-- Task data follows --

PR #839, opened 2021-05-23
Make fields public for floaty things

daleeidd:
Made many fields public for *BoatProbes*, *BoatAlignNormal* and *SimpleFloatingObject*. I went through and made sure they were safe to make public (no state relied on them in Start etc).


huwb (approved):
Good stuff

PR #841, opened 2021-05-25
Update ocean underwater material colours

daleeidd:
Copies over the colours, specular and depth fog density from URP so they are similar. I also changed IOR of air to 1 since it is deprecated.

@huwb Did you want the other ocean material to have the same values?


huwb (approved):
Thanks looks good. I'm not really sure about the other materials. If you think it's better feel free, otherwise I reckon they'll work as is. I can also give them a review before we finalize if useful

daleeidd:
Thanks. No worries. I'll go with just this one for now.

PR #850, opened 2021-06-09
Fix InitBatches running every frame

daleeidd:
Reported by @skaughtx0r on Discord.

There was an extra check which caused a conditional to pretty much always be true resulting in *InitBatches* running every frame for FFTs.


huwb (approved):
Well caught, thanks

PR #852, opened 2021-06-11
Underwater clip pane

daleeidd:
This is only at the prototype stage. Would need to make the correct calculations for fog distance when fog is clipped still. Also still need to clip the ocean surface which could be done with a clip surface shader or using the same approach as this.

This approach uses distance so it converts depth to distance. Otherwise, the plane won't appear stable when camera moves around. It may have a minor affect on fog calculation.

@huwb Let me know what you think.


daleeidd:
Closing in favour of rendering from geometry.

PR #853, opened 2021-06-13
Smooth wave rotation

huwb:
Typically when changing wind direction, waves rotate around world origin which is bad. This gets reported regularly on discord.

The FFT is able to generate using any wind direction and makes smooth results. This change pipes through the wind direction.

When using a spline, alignment is already computed in the gerstner geometry input shader, so nothing was required for that.

As a bonus side effect, this resulted in a big cleanup and optimisation win in the spectrum init which is nice.


daleeidd (approved):
Nice work. Works really well. Just needs release notes.

huwb:
Thanks, added release note and merged

PR #854, opened 2021-06-13
Make FFTCompute own its generated data

huwb:
Right now, if N wave splines are used with some spectrum `Spectrum A`, the FFT will be run N times. The wave gen happens in a 'canonical' frame and if wind dir, speed etc are the same, the result will always be the same, so we should only generate the waves once in this case. I think we should allow many splines to be placed, so I think we should pursue this optimisation.

This is a preparation commit - it makes `FFTCompute` return the wave data.

The next step will be to make the `GenerateDisplacements` function static, and have it hash the input arguments and use that as a key into a generator dictionary. It can then return the data from the right generator. This PR moves the data into the generator as a first step.


daleeidd (approved):
Good idea. Looks good.

PR #857, opened 2021-06-16
Remove a few legacy workaround things

huwb:
Cleans out some legacy-support things:

* Default wind speed was set very high so that existing spectrums would not be impacted. Reducing it now so that any *newly created* OceanRenderer components have a wind speed of 10km/h
* `TimeProviderCustom` time override options (override time, override dt) were set true by default so existing instances of the component would override time just like previous did. I'm not changing it so that the overrides are false by default and are opt in. If not opted in, component still useful to pause time.
* Deleted a very old spectrum upgrade path, when we changed number of spectrum octaves. This should **not** impact the more recent spectrum upgrade/migration we did, and part of the reason to remove this old path is to reduce this confusion. I removed the `UpgradeSpectrum()` functions first, then only deleted further lines based on compile errors.

Future work

* Change the way `OceanWaveSpectrum` uses the `_version` field - simplify it once we're confident most people have a version in their data. Maybe in 2-3 releases.

Can't think if theres any more old workarounds like this, lmk if you think of any.


daleeidd (approved):
Looks good. I couldn't see any problems. The wind speed in the main scene needs to be adjusted if you want it the same as before. And release notes.

Other workarounds is blitting directly to texture arrays not being supported in 2018 in the TextureArrayHelper class when clearing to black. Might be supported by now.

huwb:
Cool good shout, blit is much nicer. Moved back to taht. I've removed the ClearToBlack.compute shader, i think removing rather than gutting is fine here.

Is there anything in particular you think we should broadcast from this to users in the changelog? I added a note that default wind speed is 10m/s, is that what you had in mind? I could try to expand it and say that it affects big wavelengths and so will change the look when new ocean components are added, but its a bit of a mouthful.

huwb:
Added a rel note for custom TP

daleeidd:
That's everything for the release notes. All looks good for merging.

huwb:
Thanks!

PR #954, opened 2021-12-09
Fix shadow simulation error recovery

daleeidd:
When the shadow simulation would hit an error it would disable itself and become unrecoverable - even in edit mode. This PR mainly addresses that but lead to a few other fixes and improvements:

- Failed state is now recoverable in edit mode without error spam
- Add "allow no shadows" option as disabling shadows on a light dynamically can be valid
- Fix shadow data not always clearing
- Fix "allow null light" from not working correctly

I've added an Error enum to prevent error spam which works well since errors are reported in order and one at a time.


huwb (approved):
Looks great nice work

daleeidd:
Thanks.

PR #955, opened 2021-12-10
Add option for Ocean Renderer to ignore Water Body culling

daleeidd:
With this option, the _Water Body Override Material_ option can be used whilst still having an ocean. I made it _public_ as I believe people may want to script this.


huwb (approved):
Looks good.

Using quotes around the component name in the tooltip seems fine (its a shame italics dont work). If we like this maybe we should commit to this pattern everywhere. But thats a future thought..

daleeidd:
Thanks. I switched to single quotes as that is what we used elsewhere.

PR #956, opened 2021-12-10
Improve Water Body overlap when using Override Material

daleeidd:
Calculates the overlapping area between water body and water tile to determine the best suited water body when using the material override feature. Makes this feature more predictable.

Before these changes, the water body which is first enabled would be chosen regardless of how significant the overlap was. This leaves the feature to the mercy of Unity's script execution order. And is quite confusing when toggling these components in the editor.


daleeidd:
Thanks.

-- Task data concluded --

What needs to be done: From the first line to the last, retype the records exactly.

Reply to the exercise:
PR #839, opened 2021-05-23
Make fields public for floaty things

daleeidd:
Made many fields public for *BoatProbes*, *BoatAlignNormal* and *SimpleFloatingObject*. I went through and made sure they were safe to make public (no state relied on them in Start etc).


huwb (approved):
Good stuff

PR #841, opened 2021-05-25
Update ocean underwater material colours

daleeidd:
Copies over the colours, specular and depth fog density from URP so they are similar. I also changed IOR of air to 1 since it is deprecated.

@huwb Did you want the other ocean material to have the same values?


huwb (approved):
Thanks looks good. I'm not really sure about the other materials. If you think it's better feel free, otherwise I reckon they'll work as is. I can also give them a review before we finalize if useful

daleeidd:
Thanks. No worries. I'll go with just this one for now.

PR #850, opened 2021-06-09
Fix InitBatches running every frame

daleeidd:
Reported by @skaughtx0r on Discord.

There was an extra check which caused a conditional to pretty much always be true resulting in *InitBatches* running every frame for FFTs.


huwb (approved):
Well caught, thanks

PR #852, opened 2021-06-11
Underwater clip pane

daleeidd:
This is only at the prototype stage. Would need to make the correct calculations for fog distance when fog is clipped still. Also still need to clip the ocean surface which could be done with a clip surface shader or using the same approach as this.

This approach uses distance so it converts depth to distance. Otherwise, the plane won't appear stable when camera moves around. It may have a minor affect on fog calculation.

@huwb Let me know what you think.


daleeidd:
Closing in favour of rendering from geometry.

PR #853, opened 2021-06-13
Smooth wave rotation

huwb:
Typically when changing wind direction, waves rotate around world origin which is bad. This gets reported regularly on discord.

The FFT is able to generate using any wind direction and makes smooth results. This change pipes through the wind direction.

When using a spline, alignment is already computed in the gerstner geometry input shader, so nothing was required for that.

As a bonus side effect, this resulted in a big cleanup and optimisation win in the spectrum init which is nice.


daleeidd (approved):
Nice work. Works really well. Just needs release notes.

huwb:
Thanks, added release note and merged

PR #854, opened 2021-06-13
Make FFTCompute own its generated data

huwb:
Right now, if N wave splines are used with some spectrum `Spectrum A`, the FFT will be run N times. The wave gen happens in a 'canonical' frame and if wind dir, speed etc are the same, the result will always be the same, so we should only generate the waves once in this case. I think we should allow many splines to be placed, so I think we should pursue this optimisation.

This is a preparation commit - it makes `FFTCompute` return the wave data.

The next step will be to make the `GenerateDisplacements` function static, and have it hash the input arguments and use that as a key into a generator dictionary. It can then return the data from the right generator. This PR moves the data into the generator as a first step.


daleeidd (approved):
Good idea. Looks good.

PR #857, opened 2021-06-16
Remove a few legacy workaround things

huwb:
Cleans out some legacy-support things:

* Default wind speed was set very high so that existing spectrums would not be impacted. Reducing it now so that any *newly created* OceanRenderer components have a wind speed of 10km/h
* `TimeProviderCustom` time override options (override time, override dt) were set true by default so existing instances of the component would override time just like previous did. I'm not changing it so that the overrides are false by default and are opt in. If not opted in, component still useful to pause time.
* Deleted a very old spectrum upgrade path, when we changed number of spectrum octaves. This should **not** impact the more recent spectrum upgrade/migration we did, and part of the reason to remove this old path is to reduce this confusion. I removed the `UpgradeSpectrum()` functions first, then only deleted further lines based on compile errors.

Future work

* Change the way `OceanWaveSpectrum` uses the `_version` field - simplify it once we're confident most people have a version in their data. Maybe in 2-3 releases.

Can't think if theres any more old workarounds like this, lmk if you think of any.


daleeidd (approved):
Looks good. I couldn't see any problems. The wind speed in the main scene needs to be adjusted if you want it the same as before. And release notes.

Other workarounds is blitting directly to texture arrays not being supported in 2018 in the TextureArrayHelper class when clearing to black. Might be supported by now.

huwb:
Cool good shout, blit is much nicer. Moved back to taht. I've removed the ClearToBlack.compute shader, i think removing rather than gutting is fine here.

Is there anything in particular you think we should broadcast from this to users in the changelog? I added a note that default wind speed is 10m/s, is that what you had in mind? I could try to expand it and say that it affects big wavelengths and so will change the look when new ocean components are added, but its a bit of a mouthful.

huwb:
Added a rel note for custom TP

daleeidd:
That's everything for the release notes. All looks good for merging.

huwb:
Thanks!

PR #954, opened 2021-12-09
Fix shadow simulation error recovery

daleeidd:
When the shadow simulation would hit an error it would disable itself and become unrecoverable - even in edit mode. This PR mainly addresses that but lead to a few other fixes and improvements:

- Failed state is now recoverable in edit mode without error spam
- Add "allow no shadows" option as disabling shadows on a light dynamically can be valid
- Fix shadow data not always clearing
- Fix "allow null light" from not working correctly

I've added an Error enum to prevent error spam which works well since errors are reported in order and one at a time.


huwb (approved):
Looks great nice work

daleeidd:
Thanks.

PR #955, opened 2021-12-10
Add option for Ocean Renderer to ignore Water Body culling

daleeidd:
With this option, the _Water Body Override Material_ option can be used whilst still having an ocean. I made it _public_ as I believe people may want to script this.


huwb (approved):
Looks good.

Using quotes around the component name in the tooltip seems fine (its a shame italics dont work). If we like this maybe we should commit to this pattern everywhere. But thats a future thought..

daleeidd:
Thanks. I switched to single quotes as that is what we used elsewhere.

PR #956, opened 2021-12-10
Improve Water Body overlap when using Override Material

daleeidd:
Calculates the overlapping area between water body and water tile to determine the best suited water body when using the material override feature. Makes this feature more predictable.

Before these changes, the water body which is first enabled would be chosen regardless of how significant the overlap was. This leaves the feature to the mercy of Unity's script execution order. And is quite confusing when toggling these components in the editor.


daleeidd:
Thanks.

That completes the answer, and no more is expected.